# Cooper Hygrade



## Kelpie3 (Nov 8, 2009)

Hello,

This bike is a Cooper Hygrade as it says on the nameplate.  The rear fender says "Patented 1915 International Stamping Co.

I don't know that I have a use for it, and may sell it to save it from the scrap heap.  It was in an old barn loft and looks to have been repainted.  THe serial number is 410800, with a number 7 above that.

Anyone know anything about this?


----------



## olevince (Nov 8, 2009)

*pm sent*

Hey, I sent you a pm


----------



## partsguy (Nov 8, 2009)

It is certainly unique. Nice find!


----------



## mre straightbar (Nov 9, 2009)

*might be interested in it*

are you gonna sell?


----------



## Kelpie3 (Nov 9, 2009)

I don't really know what this thing is worth, but after looking closer, the crank has some stripped threads, so a new crank might be necessary.  The sprocket is in good shape, but has been painted.  Also, someone had done a poor restoration attempt on the fenders.  They have body filler to smooth out dents.  The stem is not original and the grips are newer too.

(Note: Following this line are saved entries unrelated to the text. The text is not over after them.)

Issue #249, opened 2024-12-28
Problem with `winit_multithread` example on macOS


Veritaris:
Technical details & libs versions:
Libs:
```toml
winit = "0.30.7"
softbuffer = "0.4.6"
```
Machine: 
MacBook Pro with M3
**macOS**: `Sonoma 14.6.1`

Hi! During developing software rendering I've decided to switch making render itself in separated thread and attempted to run example from `examples/winit_multithread.rs`, but got a problem that program is "stuck" at `let size = window.inner_size();`:
```
starting thread...
making surface...
waiting for render...
```
In docs for `inner_size` is see that 
> Platform-specific
iOS: Can only be called on the main thread.

But is it also applied to `macOS` platform?
I tried to remove fetching window size and it works (I've added a little code to see that different thread rendering works):
```rust
    fn render_thread(
        window: Arc<Window>,
        do_render: mpsc::Receiver<Arc<Mutex<Surface>>>,
        done: mpsc::Sender<()>,
    ) {
        let mut c: u32 = 0u32;
        loop {
            println!("waiting for render...");
            let Ok(surface) = do_render.recv() else {
                println!("main thread destroyed");
                break;
            };

            // Perform the rendering.
            let mut surface = surface.lock().unwrap();

            let (Some(width), Some(height)) = (NonZeroU32::new(1024), NonZeroU32::new(1024)) else { todo!() };

            surface.resize(width, height).unwrap();

            let mut buffer = surface.buffer_mut().unwrap();

            for y in 0..height.get() {
                for x in 0..width.get() {
                    let red = (x + c) % 255;
                    let green = (y + c) % 255;
                    let blue = (x * y + c) % 255;
                    let index = y as usize * width.get() as usize + x as usize;
                    buffer[index] = blue | (green << 8) | (red << 16);
                }
            }

            println!("presenting...");
            buffer.present().unwrap();

            // We're done, tell the main thread to keep going.
            done.send(()).ok();
            c += 1;
        }
    }
```

madsmtm:
> > iOS: Can only be called on the main thread.
>
> But is it also applied to macOS platform?

No, it can be called from all threads on both platforms (the docs are a bit outdated on iOS), but it _will_ **block** on both platforms too, waiting on the main thread to fetch the surface size.

My recommendation is to communicate surface size changes through a channel or a mutex or something.

MarijnS95:
[...]

PR #287, opened 2025-11-23
Do not send `Window` to another thread in `winit_multithread` example

madsmtm:
The threading implications of accessing a window from another thread are unclear, so Winit chooses to block on the main thread on macOS and iOS.

This means that we have to send the surface width and height to the other thread instead of trying to access it dynamically from the window.

This fixes https://github.com/rust-windowing/softbuffer/issues/249.

### DIFF
--- a/examples/winit_multithread.rs
+++ b/examples/winit_multithread.rs
@@ -18,41 +18,34 @@ pub mod ex {
     type Surface = softbuffer::Surface<OwnedDisplayHandle, Arc<Window>>;
 
     fn render_thread(
-        window: Arc<Window>,
-        do_render: mpsc::Receiver<Arc<Mutex<Surface>>>,
+        do_render: mpsc::Receiver<(Arc<Mutex<Surface>>, NonZeroU32, NonZeroU32)>,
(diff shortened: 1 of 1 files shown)


madsmtm:
> On a related note, are such functions like `Window::inner_size()` guaranteed to return the same size until an incoming resize event has been **consumed by the event loop**?

No guarantees that I know of, no. But they should IMO, it makes no sense for you to retrieve a different window size before you've processed the resize event.

MarijnS95:
The reason I was asking is because `egui-winit` (unrelated to `softbuffer`, but interesting because we had a lot of problems with this crate thanks to that roundtrip-to-main for querying the size and other `Window` properties _on MacOS_!) queries these window properties when consuming its input `State` object via `State::take_egui_input()`: https://docs.rs/egui-winit/0.33.2/src/egui_winit/lib.rs.html#35-45

This to us means a big de-sync if the window size changes before we've handled the event (that we also pass down into `egui-winit`, no clue why they don't just collect and track those instead but there's no upstream issue yet - maybe I'll create one).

I found out from my Dad that it used to belong to a neighbor of my grandparents.  It used to have flat steel rims and a hairpin seat.  I may go back to the barn to see if I can locate the seat.

I have a few people that are interested, so does anyone know what a fair price should be?

Thanks,


----------



## dave the wave (Nov 9, 2009)

*fair price*

$150-$200 high end $75- $150 low end.there ya go


----------